__Your assignment__.
Pull out of the data below the stretch of lines bounded by the one containing "Or switch to" and the one containing "This is a huge UX improvement!", both bounds included, unchanged.

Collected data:
********************
PR #8579, opened 2026-05-04
feat(ui): display artifact sizes when reported by workers

### LINKED ISSUE #8537: Display artifact sizes in UI
since this information is available in API, we can also show it in the UI 

Note: not all workers submit this, so some records would not have any sizes

matt-boris:
Closes #8537

Adds a `contentLength` field to the GraphQL Artifact type and surfaces it in the task-runs and indexed-task artifact lists as a muted size label next to each artifact link. Workers that don't report a size render a blank cell.

>The web UI now displays artifact sizes in the task-runs and indexed-task artifact lists, when reported by the worker. Workers that do not report a size show a blank size column.

For https://community-tc.services.mozilla.com/tasks/RBPq5vCdRWSY3jz8M3_SFg, the UI changes produces:

Screenshot 2026-05-04 at 5 31 04 PM

### DIFF
--- a/ui/src/utils/formatBytes.js
+++ b/ui/src/utils/formatBytes.js
@@ -1,0 +1,23 @@
+const UNITS = ['B', 'KB', 'MB', 'GB', 'TB', 'PB'];
+
+export default function formatBytes(bytes) {
+  if (bytes === null || bytes === undefined || Number.isNaN(bytes)) {
+    return '';
+  }
+
+  if (bytes < 1) {
+    return `${bytes} B`;
+  }
+
+  const exponent = Math.min(
+    Math.floor(Math.log10(bytes) / 3),
+    UNITS.length - 1
+  );
+  const value = bytes / 1000 ** exponent;
+  const formatted =
+    exponent === 0 || value >= 100
+      ? value.toFixed(0)
+      : value.toFixed(1).replace(/\.0$/, '');
+
+  return `${formatted} ${UNITS[exponent]}`;
+}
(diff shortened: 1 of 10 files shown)


ui/src/utils/formatBytes.js
```diff
@@ -0,0 +1,23 @@
+const UNITS = ['B', 'KB', 'MB', 'GB', 'TB', 'PB'];
```
Eijebong, line 1: This is "wrong" for your math. Since you're doing power of 2 calculations it should be `KiB`, `MiB` and so on.

Or switch to 10 based math and use:

```js
new Intl.NumberFormat('en', {
  notation: 'compact',
  style: 'unit',
  unit: 'byte',
  unitDisplay: 'narrow',
}).format(bytes);
```

instead. Unfortunately I don't think that can do power of 2 calcs :/

matt-boris: Ugh hate all the different units based on the math being used. Thanks

matt-boris: I'll do base 1000 cuz that's what GitHub shows for release artifacts and I think S3 uses this as well. 🤷🏻

petemoore (approved):
This is a huge UX improvement!

Nit: it would be nice to have a test that only 3 significant figures are used, e.g. with a file size that is 185748752 that shows size as 186MB (rather than 185.748752 MB). I think all the tests at the moment match the exact size that they are displayed as. The manual test with your screenshot above nicely shows that this is the current behaviour though. Another thing that might be nice is a hover-over to show the exact file size (because sometimes you care about the size more precisely). But this is certainly good enough to go, thanks so much!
********************
__Your solution__.
Or switch to 10 based math and use:

```js
new Intl.NumberFormat('en', {
  notation: 'compact',
  style: 'unit',
  unit: 'byte',
  unitDisplay: 'narrow',
}).format(bytes);
```

instead. Unfortunately I don't think that can do power of 2 calcs :/

matt-boris: Ugh hate all the different units based on the math being used. Thanks

matt-boris: I'll do base 1000 cuz that's what GitHub shows for release artifacts and I think S3 uses this as well. 🤷🏻

petemoore (approved):
This is a huge UX improvement!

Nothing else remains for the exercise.